6. Container is removed:
• The ephemeral runtime state and temporary filesystem changes are discarded.
• The image remains in the registry for future use unless explicitly removed.

In OpenShift and Kubernetes:

• You rarely manage containers directly.
• You define higher-level objects that describe:
• What images to run.
• How many replicas.
• What resources and configuration they need.
• The platform then creates and manages containers for you.

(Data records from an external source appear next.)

PR #3984, opened 2026-04-11
EXE-1605: add phase 1 agentic api contract

jacobheric:
## Description

Adds the v2 contract for:

`GET /v2/runs/{run_id}` (delegates to oss)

Why Containers Matter for OpenShift

OpenShift is a container platform. Understanding what a container is clarifies:

• What OpenShift is actually scheduling and running: containers (wrapped in Pods).
• Why images and registries are central concepts in the platform.
• How applications gain portability and consistency: via containerized packaging.
• Why many design patterns (12-factor apps, microservices) fit naturally: they align with the container model of small, focused, immutable units.

Later chapters will:

• Compare containers to virtual machines in more detail.
• Explain container images, registries, and build pipelines.
• Show how orchestrators like Kubernetes and OpenShift manage containers at scale.

For this chapter, the key takeaway is:

A container is a lightweight, portable, isolated runtime environment for an application, created from a container image, sharing the host OS kernel, and designed to be ephemeral, resource-constrained, and easy to deploy consistently across environments.